### Task to complete
Gather all lines from the material that contain "links".

=== Begin Enclosure ===

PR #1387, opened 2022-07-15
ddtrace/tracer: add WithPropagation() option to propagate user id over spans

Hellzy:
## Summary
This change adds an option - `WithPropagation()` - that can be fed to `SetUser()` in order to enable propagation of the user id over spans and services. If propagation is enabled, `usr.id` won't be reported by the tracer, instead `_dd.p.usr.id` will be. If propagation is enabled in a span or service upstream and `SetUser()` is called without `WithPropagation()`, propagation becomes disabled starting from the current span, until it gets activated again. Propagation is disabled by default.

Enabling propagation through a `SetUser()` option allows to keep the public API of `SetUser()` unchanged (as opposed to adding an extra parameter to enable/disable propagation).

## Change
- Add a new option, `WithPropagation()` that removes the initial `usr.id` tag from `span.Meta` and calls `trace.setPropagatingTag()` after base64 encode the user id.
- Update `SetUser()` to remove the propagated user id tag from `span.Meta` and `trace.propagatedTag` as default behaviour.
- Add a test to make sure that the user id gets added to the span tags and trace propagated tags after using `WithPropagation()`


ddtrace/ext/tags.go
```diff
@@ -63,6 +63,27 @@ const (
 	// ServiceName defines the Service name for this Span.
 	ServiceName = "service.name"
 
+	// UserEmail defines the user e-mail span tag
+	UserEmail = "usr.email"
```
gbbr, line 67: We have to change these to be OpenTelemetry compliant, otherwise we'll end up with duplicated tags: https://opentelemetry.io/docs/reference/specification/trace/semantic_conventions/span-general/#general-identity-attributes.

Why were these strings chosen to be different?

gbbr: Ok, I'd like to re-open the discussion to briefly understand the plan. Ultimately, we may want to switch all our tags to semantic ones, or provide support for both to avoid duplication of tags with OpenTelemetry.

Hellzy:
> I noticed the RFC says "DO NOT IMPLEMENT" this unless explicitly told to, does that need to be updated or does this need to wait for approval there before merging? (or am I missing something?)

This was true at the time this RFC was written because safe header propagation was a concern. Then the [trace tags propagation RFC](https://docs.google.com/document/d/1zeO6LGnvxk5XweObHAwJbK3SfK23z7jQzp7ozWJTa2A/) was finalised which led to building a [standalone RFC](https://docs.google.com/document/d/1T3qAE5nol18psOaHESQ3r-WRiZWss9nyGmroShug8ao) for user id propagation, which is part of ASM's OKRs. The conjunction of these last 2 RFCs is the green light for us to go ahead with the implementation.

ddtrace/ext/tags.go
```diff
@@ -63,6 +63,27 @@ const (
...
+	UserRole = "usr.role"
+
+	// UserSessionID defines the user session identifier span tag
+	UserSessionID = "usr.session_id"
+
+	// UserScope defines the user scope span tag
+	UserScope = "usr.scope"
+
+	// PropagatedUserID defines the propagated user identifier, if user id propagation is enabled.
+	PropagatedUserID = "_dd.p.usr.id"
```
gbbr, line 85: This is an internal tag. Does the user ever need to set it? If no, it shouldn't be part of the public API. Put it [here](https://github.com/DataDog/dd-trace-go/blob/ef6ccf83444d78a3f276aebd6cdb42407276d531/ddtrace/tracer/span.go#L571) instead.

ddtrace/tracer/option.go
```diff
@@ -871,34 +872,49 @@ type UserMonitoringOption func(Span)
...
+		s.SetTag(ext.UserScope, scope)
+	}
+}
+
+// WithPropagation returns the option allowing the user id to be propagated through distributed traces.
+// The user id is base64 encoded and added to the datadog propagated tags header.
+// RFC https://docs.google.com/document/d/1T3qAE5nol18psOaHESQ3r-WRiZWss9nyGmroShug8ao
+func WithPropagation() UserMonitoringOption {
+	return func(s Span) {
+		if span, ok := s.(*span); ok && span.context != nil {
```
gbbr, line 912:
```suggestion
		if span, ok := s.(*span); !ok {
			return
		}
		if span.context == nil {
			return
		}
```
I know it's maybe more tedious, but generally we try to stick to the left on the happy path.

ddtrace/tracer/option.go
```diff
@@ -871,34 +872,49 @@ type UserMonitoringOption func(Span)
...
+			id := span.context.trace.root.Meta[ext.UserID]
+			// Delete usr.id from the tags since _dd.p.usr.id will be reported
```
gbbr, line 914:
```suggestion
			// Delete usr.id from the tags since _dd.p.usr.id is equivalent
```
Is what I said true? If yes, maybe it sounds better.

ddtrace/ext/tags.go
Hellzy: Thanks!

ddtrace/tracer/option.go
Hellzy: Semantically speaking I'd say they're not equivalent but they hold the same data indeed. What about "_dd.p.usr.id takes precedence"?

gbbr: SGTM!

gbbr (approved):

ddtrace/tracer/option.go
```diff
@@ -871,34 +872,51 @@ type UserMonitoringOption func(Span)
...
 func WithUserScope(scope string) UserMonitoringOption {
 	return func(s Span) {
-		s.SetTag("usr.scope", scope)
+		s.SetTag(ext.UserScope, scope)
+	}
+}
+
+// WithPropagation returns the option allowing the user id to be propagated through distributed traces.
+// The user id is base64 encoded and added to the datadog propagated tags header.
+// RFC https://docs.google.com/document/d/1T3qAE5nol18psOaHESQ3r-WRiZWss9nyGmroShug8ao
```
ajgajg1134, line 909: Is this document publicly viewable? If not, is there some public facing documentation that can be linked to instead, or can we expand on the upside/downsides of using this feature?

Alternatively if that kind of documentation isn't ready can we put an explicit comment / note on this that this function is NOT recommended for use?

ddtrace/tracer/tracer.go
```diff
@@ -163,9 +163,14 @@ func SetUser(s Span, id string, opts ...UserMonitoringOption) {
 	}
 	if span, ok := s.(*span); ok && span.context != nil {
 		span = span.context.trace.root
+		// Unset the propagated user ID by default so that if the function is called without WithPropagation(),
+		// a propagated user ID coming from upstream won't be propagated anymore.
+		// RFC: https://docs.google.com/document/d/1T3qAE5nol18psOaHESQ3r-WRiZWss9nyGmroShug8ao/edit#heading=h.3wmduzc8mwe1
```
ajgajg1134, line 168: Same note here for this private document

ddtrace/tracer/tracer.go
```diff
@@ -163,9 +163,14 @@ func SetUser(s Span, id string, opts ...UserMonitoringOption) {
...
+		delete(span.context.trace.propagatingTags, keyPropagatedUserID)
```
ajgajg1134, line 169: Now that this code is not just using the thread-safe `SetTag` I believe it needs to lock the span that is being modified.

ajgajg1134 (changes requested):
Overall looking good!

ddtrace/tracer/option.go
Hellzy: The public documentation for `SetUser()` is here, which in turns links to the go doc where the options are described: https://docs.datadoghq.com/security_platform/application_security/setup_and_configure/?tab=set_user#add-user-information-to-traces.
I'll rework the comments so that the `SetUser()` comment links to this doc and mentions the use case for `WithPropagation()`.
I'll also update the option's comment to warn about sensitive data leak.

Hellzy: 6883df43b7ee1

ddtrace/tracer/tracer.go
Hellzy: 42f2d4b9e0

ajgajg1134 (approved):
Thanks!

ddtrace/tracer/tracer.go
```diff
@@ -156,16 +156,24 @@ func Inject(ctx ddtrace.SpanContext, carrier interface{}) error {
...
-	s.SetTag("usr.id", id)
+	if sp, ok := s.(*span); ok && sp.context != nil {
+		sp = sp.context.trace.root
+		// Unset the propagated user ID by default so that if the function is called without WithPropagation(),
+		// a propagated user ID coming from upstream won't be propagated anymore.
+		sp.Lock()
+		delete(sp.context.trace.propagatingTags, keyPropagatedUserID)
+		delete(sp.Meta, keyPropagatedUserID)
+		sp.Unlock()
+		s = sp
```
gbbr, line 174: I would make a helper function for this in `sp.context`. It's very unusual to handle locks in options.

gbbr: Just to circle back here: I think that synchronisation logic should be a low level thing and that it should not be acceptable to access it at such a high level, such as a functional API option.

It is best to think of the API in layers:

=== End Enclosure ===

### Your response
Hellzy: The public documentation for `SetUser()` is here, which in turns links to the go doc where the options are described: https://docs.datadoghq.com/security_platform/application_security/setup_and_configure/?tab=set_user#add-user-information-to-traces.
I'll rework the comments so that the `SetUser()` comment links to this doc and mentions the use case for `WithPropagation()`.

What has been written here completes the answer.